What to work on -> Given the entries below, please return each one exactly.

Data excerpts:
PR #1017, opened 2020-10-01
Fix for corrections adding fee for sub filing type

lekshmimallika-aot:
*Issue #:* /bcgov/entity#4642

*Description of changes:*
Currently if it is a correction filing it adds the fee for the sub filing types under it. If it is a correction it has a defined fee for each entity type and it should not consider the sub filing types.

### DIFF
--- a/legal-api/src/legal_api/resources/business/business_filings.py
+++ b/legal-api/src/legal_api/resources/business/business_filings.py
@@ -494,38 +494,45 @@ class ListFilingResource(Resource):
             business = Business.find_by_identifier(filing_json['filing']['business']['identifier'])
             legal_type = business.legal_type
 
-        for k in filing_json['filing'].keys():
+        if any('correction' in x for x in filing_json['filing'].keys()):
+            filing_type_code = Filing.FILINGS.get('correction', {}).get('codes', {}).get(legal_type)
+            filing_types.append({
+                'filingTypeCode': filing_type_code,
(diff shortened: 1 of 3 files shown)


legal-api/src/legal_api/resources/business/business_filings.py
```diff
@@ -494,38 +494,45 @@ def _get_filing_types(filing_json: dict):
...
-                    'filingTypeCode': filing_type_code,
-                    'futureEffective': ListFilingResource._is_future_effective_filing(filing_json)
-                })
-            elif filing_type_code:
-                filing_types.append({
-                    'filingTypeCode': filing_type_code,
-                    'priority': priority,
-                    'waiveFees': filing_json['filing']['header'].get('waiveFees', False)
-                })
+        if any('correction' in x for x in filing_json['filing'].keys()):
```
kialj876, line 497: is this if statement needed? It looks like it would get picked up normally in the code as it was

kialj876 (changes requested):
One comment/question and also pls add a test case in the fee code pytests!

legal-api/src/legal_api/resources/business/business_filings.py
kialj876: oh nevermind! I see what the issue was after looking at the ticket -- disregard this comment

kialj876 (approved):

Task answer ->
PR #1017, opened 2020-10-01
Fix for corrections adding fee for sub filing type

lekshmimallika-aot:
*Issue #:* /bcgov/entity#4642

*Description of changes:*
Currently if it is a correction filing it adds the fee for the sub filing types under it. If it is a correction it has a defined fee for each entity type and it should not consider the sub filing types.

### DIFF
--- a/legal-api/src/legal_api/resources/business/business_filings.py
+++ b/legal-api/src/legal_api/resources/business/business_filings.py
@@ -494,38 +494,45 @@ class ListFilingResource(Resource):
             business = Business.find_by_identifier(filing_json['filing']['business']['identifier'])
             legal_type = business.legal_type
 
-        for k in filing_json['filing'].keys():
+        if any('correction' in x for x in filing_json['filing'].keys()):
+            filing_type_code = Filing.FILINGS.get('correction', {}).get('codes', {}).get(legal_type)
+            filing_types.append({
+                'filingTypeCode': filing_type_code,
(diff shortened: 1 of 3 files shown)


legal-api/src/legal_api/resources/business/business_filings.py
```diff
@@ -494,38 +494,45 @@ def _get_filing_types(filing_json: dict):
...
-                    'filingTypeCode': filing_type_code,
-                    'futureEffective': ListFilingResource._is_future_effective_filing(filing_json)
-                })
-            elif filing_type_code:
-                filing_types.append({
-                    'filingTypeCode': filing_type_code,
-                    'priority': priority,
-                    'waiveFees': filing_json['filing']['header'].get('waiveFees', False)
-                })
+        if any('correction' in x for x in filing_json['filing'].keys()):
```
kialj876, line 497: is this if statement needed? It looks like it would get picked up normally in the code as it was

kialj876 (changes requested):
One comment/question and also pls add a test case in the fee code pytests!

legal-api/src/legal_api/resources/business/business_filings.py
kialj876: oh nevermind! I see what the issue was after looking at the ticket -- disregard this comment

kialj876 (approved):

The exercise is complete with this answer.